I think you could modify a Lancaster to be a day bomber easier than you could modify a B-17 to be a night bomber. 

Adding waist guns shouldn't be that big a deal. Changing turrets to mount twin .50 s(or changing TO turrets that mount twin .50s ) shouldn't be that hard either. It was done near the end. putting in a belley turret shouldn't be that hard either. It did have one once althought the H2S radar tended to go where the turret was. Granted you now can't put as many bombs in the bombbay and still get off the ground but here is where the problem comes in.

You can pull some of the guns from a B-17. Say the nose turret. You can pull the waist guns and gunners and the radio operators gun. you could even pull the belly turret and loose 700-800 lbs of ammo to boot.
But you are stuck with a bomb bay that was designed when 750-1000hp engines were considered high power. Without a redesgn of the fuselage/bombbay you just don't have the volume in the fuselage to carry large bombs or large numbers of medium bombs. 
You might be able to redesign the fuel system to carry more fuel for better range though. 

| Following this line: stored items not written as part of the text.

PR #48, opened 2016-03-05
for local address when used in tests, ports not contactable on some build machines; try loop back instead

ahgittin:
see if this fixes failed PR builds on `ubuntu-us-1` eg as described at #47

### DIFF
--- a/software/base/src/test/java/org/apache/brooklyn/feed/jmx/JmxFeedTest.java
+++ b/software/base/src/test/java/org/apache/brooklyn/feed/jmx/JmxFeedTest.java
@@ -113,7 +113,7 @@ public class JmxFeedTest {
     
     public static class TestEntityWithJmx extends TestEntityImpl {
         @Override public void init() {
-            sensors().set(Attributes.HOSTNAME, "localhost");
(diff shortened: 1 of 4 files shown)


ahgittin:
first commit seemed to fix the problem in core https://builds.apache.org/job/brooklyn-server-pull-requests/144/, revealing same issue w jmx.  hopefully second will tidy that up.

neykov:
Changes look good, but looks like there's something more going on. Last failure:
```
unable to connect to JMX url: service:jmx:rmi://127.0.0.1:40069/jndi/rmi://127.0.0.1:40069/jmxrmi
java.rmi.ConnectException: Connection refused to host: 10.10.3.184; nested exception is: 
	java.net.ConnectException: Connection refused
```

The older B-17 design may not have been as aerodynamically effecient either.


----------



## Colin1 (Nov 3, 2009)

Shortround6 said:


> The older B-17 design may not have been as aerodynamically efficient either


Some of the pilots of the newer B-17 design balked at the prospect of hauling that motorised chin turret into the plane's drag factor


----------



## FLYBOYJ (Nov 3, 2009)

As far as heavy bomber, I went with the Lancaster. Bomb load, altitude and room for electronics IMO put it ahead of the rest of the pack. On the down side, tail wheel configuration, light on defensive armament and although enough couldn't be said about the Merlin that powered most of them, it was an inline carrying an additional liquid (coolant) that could leak and cause eventual engine failure.

The B-24 was the massed produced "pick up truck" that allowed deployment quickly. Its negatives include a weak NLG and questionable internal systems (fuel transfer valves). Early models used Curtiss Electric propellers that could be problematic. With the B-24 being a "pickup truck" it quickly disappeared from the USAAF once the war was over.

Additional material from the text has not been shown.